L’article 132-76 du Code pénal relatif à la circonstance aggravante de racisme ne souffre pourtant d’aucune ambiguïté : « Dans les cas prévus par la loi, les peines encourues pour un crime ou un délit sont aggravées lorsque l’infraction est commise à raison de l’appartenance ou de la non-appartenance, vraie ou supposée, de la victime à une ethnie, une nation, une race ou une religion déterminée. » La même disposition précise que cette circonstance aggravante est constituée dès lors que l’infraction est « précédée, accompagnée ou suivie de propos, écrits, images, objets ou actes de toute nature portant atteinte à l’honneur ou à la considération de la victime ». Aussi, il n’y a pas à s’interroger sur les motivations profondes de l’agresseur, la loi exigeant simplement de constater l’existence d’actes ou de propos racistes avant, pendant ou après l’infraction.

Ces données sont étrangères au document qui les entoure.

PR #673, opened 2026-05-18
fix(suno): detect expired __session JWT and refuse stale tokens

mvanhorn:
## Summary

Chrome's `__session` cookie carries a Clerk JWT with a ~1h lifetime. Chrome keeps the cookie row long after the JWT inside it expires, so a long-idle Suno tab leaves a stale value on disk.

The previous flow silently saved the stale value:
- `auth login --chrome` accepted the cookie verbatim
- doctor's read-side validation hit `/api/billing/eligible-discounts` which is lenient and returned 200 even on expired tokens
- every write endpoint (`/api/billing/info`, `/api/generate/v2-web/`) returned HTTP 401 with no hint that pointed back at the cookie

Repro on a fresh checkout: leave a Suno tab idle for >1h, then run `suno-pp-cli generate create ...` → silent 401 loop, even after re-running `auth login --chrome` because Chrome's stored cookie is the same stale JWT until you actually load suno.com again.

## Fix

- New `config.JWTExpiry(token) (time.Time, bool)` decodes the Bearer JWT payload without verifying signature (server enforces signature; we only want to avoid sending tokens we know are expired)
- `auth login --chrome` and `auth refresh` refuse to save an expired token and tell the user to open https://suno.com in Chrome so the cookie rotates
- `doctor` now reports `auth_token: valid for 33m30s` or `auth_token: expired 1h0m0s ago` + actionable hint
- `--fail-on=error` trips on `expired ...` so scheduled agents catch the silent staleness before issuing real requests

## Files

- `internal/config/jwt.go` — new (JWT payload decoder, Config.AuthHeaderExpiry)
- `internal/config/jwt_test.go` — new (6 cases: valid expiry, Bearer prefix, opaque token, missing exp, expired token, nil-safe)
- `internal/cli/auth.go` — refuse expired token on login + refresh, with hint
- `internal/cli/doctor.go` — surface auth_token age + hint; trip --fail-on=error on expiry
- `.printing-press-patches.json` — patch entry

## Test plan

- [x] `go test ./internal/config -v` — 7/7 pass (1 existing config + 6 new JWT)
- [x] `go test ./... -count=1` — 175/175 pass across 11 packages
- [x] `go vet ./...` — clean
- [x] `python3 .github/scripts/verify-skill/verify_skill.py --dir library/media-and-entertainment/suno/` — passes
- [x] Live doctor on fresh token: `"auth_token": "valid for 33m30s"`
- [x] Synthetic expired token: `"auth_token": "expired 1h0m0s ago"`, hint surfaces, `--fail-on=error` exits 1
- [x] Human-readable doctor renders `FAIL Auth Token: expired Xs ago`

### DIFF
--- a/library/media-and-entertainment/suno/.printing-press-patches.json
+++ b/library/media-and-entertainment/suno/.printing-press-patches.json
@@ -1,9 +1,21 @@
 {
   "schema_version": 1,
-  "applied_at": "2026-05-15",
+  "applied_at": "2026-05-18",
   "base_run_id": "20260514-184203",
   "base_printing_press_version": "4.6.1",
   "patches": [
+    {
+      "id": "suno-jwt-staleness-check",
+      "summary": "Decode the __session JWT on login/refresh/doctor and refuse stale tokens with an actionable hint.",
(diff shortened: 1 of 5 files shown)


mvanhorn:
Thanks for landing this, @tmchow - catching the stale Suno JWT before doctor accepts it should save the next hour of head-scratching.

En dépit de la clarté de cette disposition, les juridictions continuent de minimiser, voire d’ignorer, la dimension raciste des violences commises. L’affaire jugée par la Cour d’appel de Montpellier le 13 janvier 2025 relative aux violences commises par des agents de sécurité au Cap d’Agde en est une illustration consternante. En première instance, le tribunal correctionnel de Béziers avait pourtant appliqué la loi : il avait retenu la circonstance aggravante de racisme contre un agent de sécurité qui, en 2023, avait violemment agressé un homme tout en proférant des insultes racistes (et homophobes). Pourtant, en appel, cette circonstance a été purement et simplement écartée, en dépit de la parole de la victime. 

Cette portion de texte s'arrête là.